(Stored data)
____

PR #14039, opened 2025-07-29
Allow for lock-free lookups in `RClass.cc_tbl`

casperisfine:
This PR is composed of three commits for easier review.

One of the biggest remaining contention point is `RClass.cc_table`. The logical solution is to turn it into a managed object, so we can use an RCU strategy, given it is expected to be read heavy.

____

Task to carry out:
Nothing but the lines from the one containing "This PR is composed" through the final line of the data above is to be reproduced, each exactly as written.

Worked solution:
This PR is composed of three commits for easier review.

One of the biggest remaining contention point is `RClass.cc_table`. The logical solution is to turn it into a managed object, so we can use an RCU strategy, given it is expected to be read heavy.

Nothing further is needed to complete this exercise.